Transcarotid artery revascularization beneficial in real-world population
In a real-world population, transcarotid artery revascularization had similar outcomes to carotid endarterectomy and better outcomes than transfemoral carotid artery stenting, according to data presented at VEITHSymposium.
The ROADSTER trial showed that transcarotid artery revascularization (TCAR) with a transcarotid neuroprotective system (Enroute, Silk Road Medical) was associated with low rates of stroke and death, but real-world data were lacking, Marc L. Schermerhorn, MD, chief of the division of vascular and endovascular surgery at Beth Israel Deaconess Medical Center, told Cardiology Today’s Intervention.
“There are limited data on TCAR outside of the highly selected patients in clinical trials,” he said during an interview. “This study allows us to make a real-world comparison between TCAR and the standard surgical carotid endarterectomy. This study highlights the utility of the Society for Vascular Surgery’s Vascular Quality Initiative to evaluate new technology.”
The researchers analyzed 43,114 patients who had carotid endarterectomy (mean age, 71 years), 9,460 patients who had transfemoral CAS (mean age, 70 years) and 2,545 patients who had TCAR (mean age, 73 years) from January to September 2016.
After adjustment, compared with the transfemoral CAS group, the TCAR group had lower risk for in-hospital stroke/death (OR = 0.3; 95% CI, 0.2-0.5), in-hospital stroke/death/MI (OR = 0.4; 95% CI, 0.3-0.5), in-hospital stroke (OR = 0.5; 95% CI, 0.3-0.8), in-hospital death (OR = 0.2; 95% CI, 0.1-0.3) and 30-day death (OR = 0.3; 95% CI, 0.2-0.4), according to the researchers. The groups had similar rates of in-hospital MI and bleeding.
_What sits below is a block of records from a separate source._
PR #1106, opened 2018-03-25
Allow minimum_leelaz_version from server, for a future required update

roy7:


gcp:
@marcocalignano please review

roy7:
@gcp @marcocalignano @Mardak Since everyone is already on 0.13 or newer, is this safe to swap on server side? Or should I wait for the mandatory use of 0.15?

Want to reduce the number of "leelaz_version" bug reports we'll get this time around ahead of time if I can. ;)

Mardak:
This landed on March 26th -- 2 days after 0.13 release https://github.com/gcp/leela-zero/releases/tag/v0.13

We can remove "leelaz_version" from the server if we don't expect any 0.13 clients or older. I would expect there to still be a good portion of clients still running 0.13.

roy7:
Ok I'll change this on server once 0.15 is mandatory.

0.13 release prompted bug reports that it was saying "leelaz_version" was 0.12, which is what led to this change.

marcocalignano:
@roy7 What you want to change is an option in autogtp. So you can first force autogtp v16 and then you can change in json the name of  `leela_version`

Mardak:
@roy7 as @marcocalignano noted in https://github.com/gcp/leela-zero/pull/1106#issuecomment-387996648, we need to force autogtp 16 and let that propagate kicking off those clients. And **then** switch to minimum_leelaz_version once we're confident there are no longer autogtp clients before 16. Otherwise old clients think they're good because the server is not requiring any version in a way that the old clients understand.

https://github.com/gcp/leela-zero-server/issues/138

PR #1125, opened 2018-03-30
net2net: Add option to increase the number of input planes

Ttl:
The additional weights connecting to the new input planes are filled with normal distribution noise with 0 mean and standard deviation given by the --noise argument. The new planes are added after the existing planes.

The default noise might be little too small but I'm not changing it for this feature. When visualizing the new input plane weights using the script in https://github.com/glinscott/leela-chess/issues/199 gives the following plot:

add_inputs

The network above has 5 new planes.

@alreadydone could you test this?


alreadydone:
Thanks! Will test ...

PR #1126, opened 2018-03-30
Add weight file format dependent note

rchs819:
Leela Zero Server started parsing weight file format and display `filters` and `blocks` on the website.

I've added a dependent note in the comment section ensuring when weight file format is changed, a PR is also needed on gcp/leela-zero-server

### DIFF
--- a/src/Network.cpp
+++ b/src/Network.cpp
@@ -190,6 +190,10 @@ std::vector<float> Network::zeropad_U(const std::vector<float>& U,
     return Upad;
 }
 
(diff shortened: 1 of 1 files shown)


kris-computer-go:
That's great.
Can we also change earlier networks with filters x blocks instead of TBD

It would be nice as well to put a new column with internal ELO rating.

gcp:
I don't think this is needed. Would be good to make sure the server only tries to parse v1 files though.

The differences were observed in symptomatic and asymptomatic patients, according to the researchers.
After adjustment, compared with the carotid endarterectomy group, the TCAR group had reduced risk for cranial nerve injury (OR = 0.1; 95% CI, 0-0.2) and similar risk for in-hospital stroke/death, in-hospital stroke/death/MI, in-hospital stroke, in-hospital death, 30-day death, in-hospital MI and in-hospital bleeding, Schermerhorn and colleagues found.
“Despite an older, sicker patient population, TCAR did just as well as [carotid endarterectomy] — rates of in-hospital stroke or death were comparable to [carotid endarterectomy] (TCAR, 1.8%; [carotid endarterectomy], 1.4%; P = .09),” Schermerhorn said during an interview. “Of note, however, was a 10-fold reduction in cranial nerve injury. In addition, shorter procedure times (by 41 minutes) and less extended hospital stays benefit hospitals by being able to increase utilization of the ORs.”
“Our subset analysis showed that octogenarians do really well with TCAR,” Schermerhorn said during an interview. “Typically, this is a vulnerable patient population that performs worse in terms of stroke and stroke/death with both [carotid endarterectomy] and CAS, but we saw no increase in stroke or death rates for octogenarians (< 80 years, 1.8%; > 80 years, 1.7%; P = .8). As a result, TCAR’s minimally invasive approach with excellent neuroprotection seems ideal for these patients.” – by Erik Swain
Schermerhorn ML, et al. Session 21: Hot New Topics Related to Lower Extremity or Carotid Treatments. Presented at: VEITHSymposium; Nov. 13-17, 2018; New York.
Disclosure: Schermerhorn reports no relevant financial disclosures.